En principe, le fichier correpondant à tes signets Safari se trouve dans *ta* petite maison / bibliothèque / Préférences / Safari / Bookmarks.plist


----------



## Tikay (31 Janvier 2015)

Merci. Effectivement, c'est là que je l'avais trouvé sur mon ancien MBP. Mais sous Yosemite, on n'a à priori pas accès directement à ce dossier Bibliothèque. Il ne se trouve pas dans "la petite maison"...  
Peut-être un paramétrage à faire mais je ne sais pas lequel...

Quoi qu'il en soit, j'ai fini par trouver les fichiers en question en farfouillant, en entrant "bookmarks" dans la recherche Finder et en pointant vers le dossier Bibliothèque sur le chemin d'accès affiché en bas de la recherche Finder (je n'ai pas trouvé d'autre moyen d'y accéder).

Là, l'arborescence est un peut différente des versions précédentes. En effet, les fichiers liés aux signets se trouvent dans :
- Bibliothèque > Safari pour le fichier "bookmarks.plist" 
- et dans Bibliothèque > Caches > Metadata > Safari > Bookmarks pour les fichiers de chaque signet.

Maintenant que le lieu de rangement est trouvé, est-ce que le simple de fait de remplacer le fichier "bookmarks.plist" du nouvel ordi par celui de l'ancien suffit à importer mes signets dans Safari, ou faut-il faire une autre manip' ?

Merci bcp !


----------



## Sly54 (31 Janvier 2015)

Tikay a dit:


> Maintenant que le lieu de rangement est trouvé, est-ce que le simple de fait de remplacer le fichier "bookmarks.plist" du nouvel ordi par celui de l'ancien suffit à importer mes signets dans Safari, ou faut-il faire une autre manip' ?

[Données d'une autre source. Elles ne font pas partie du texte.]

PR #2556, opened 2022-08-30
[KOA-5470] Upgrade to Node 16

anambl:
- Upgrade Backpack to Node 16
  - Add `react-dom` as a peer dependency to each component (this is due to the fact that `npm` installs the latest version of a peer dependency instead of installing the version that aligns with the root dependency/other packages and therefore causes a conflict)
  - Remove `puppeteer` dependency
  - Upgrade `react-responsive` to 8.2.0 (to match the version used in the breakpoint component)
-  Add missing `react-table` dependency used by datatable component in single package

- [ ] `README.md`
- [ ] Tests


anambl:
> > Remove puppeteer dependency
> 
> Won't we need this as part of screenshot testing? This was why originally it was added for compatibility with Storybook Storyshots plugin that we use

I think we don't! We don't use it directly.
`puppeteer` is a peer dependency of `@storybook/addon-storyshots-puppeteer` and with npm versions > 7 it will be installed automatically so we don't need to install it! I removed it as the version we were using was different from the one required by `@storybook/addon-storyshots-puppeteer` 🤔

Safari fermé, effectivement tu déplaces simplement le fichier bookmarks.plist (si tu n'as aucun signet important sur Safari de ton nouvel ordi, car tu vas écraser le fichier).
Puis tu lances Safari. Tu devrais retrouver tous tes signets.


----------



## Anonyme (31 Janvier 2015)

Tikay a dit:


> *dossier Bibliothèque* sur le chemin d'accès affiché en bas de la recherche Finder *(je n'ai pas trouvé d'autre moyen d'y accéder)*.


Pour accéder à la Bibliothèque (de l'utilisateur) :

Finder, barre de menu, menu "Aller", appuyer sur la touche Alt pour faire apparaitre dans la liste la Bibliothèque de l'utilisateur, qui par défaut, est cachée.


----------



## pascalformac (1 Février 2015)

on peut aussi IMPORTER les signets si on veut "ajouter" au lieu de substituer


----------



## Tikay (3 Février 2015)

Merci pour vos réponses. Je suis actuellement en déplacement et je ne peux tester tout ça, mais dès mon retour je m'en occupe...

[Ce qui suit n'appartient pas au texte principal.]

PR #2558, opened 2022-08-31
[NO JIRA]: Revert recent TS changes

olliecurtis:

- [ ] `README.md`
- [x] Tests


UNRELEASED.md
```diff
@@ -0,0 +1,6 @@
+**Fixed:**
```
anambl, line 1: will it not be a breaking change for the teams which already started using our TS components? 🤔

packages/bpk-component-aria-live/src/BpkAriaLive.js
```diff
@@ -29,17 +29,17 @@ export const POLITENESS_SETTINGS = {
   off: 'off',
   polite: 'polite',
   assertive: 'assertive',
-} as const;
```
anambl, line 32: might need to comment this too since we commented out the rest of the TS code?

UNRELEASED.md
olliecurtis: This is a fix as putting TS in was breaking for consumers not using TS so this unblocks people

packages/bpk-component-aria-live/src/BpkAriaLive.js
olliecurtis: Good point!

packages/bpk-component-aria-live/src/BpkAriaLive.js
```diff
@@ -29,17 +29,17 @@ export const POLITENESS_SETTINGS = {
...
+//   typeof POLITENESS_SETTINGS[keyof typeof POLITENESS_SETTINGS];
 
 export type Props = {
-  children: ReactElement | string;
-  politenessSetting?: PolitenessSetting;
-  visible?: boolean;
-  className?: string | null;
-  [rest: string]: any; // Inexact rest. See decisions/inexact-rest.md
+  children: ReactElement | string,
+  politenessSetting: $Keys<typeof POLITENESS_SETTINGS>, // PolitenessSetting,
```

Sinon, j'ai trouvé le moyen de faire en sorte que la bibliothèque s'affiche à chaque fois dans la maisonnette du finder de Yosemite. 
Il faut pour cela aller dans le Finder, donc, puis maisonnette > afficher les options de présentation (menu "petite roue" ou clic droit dans la fenêtre) > et cocher "afficher le dossier bibliothèque" (tout en bas)


----------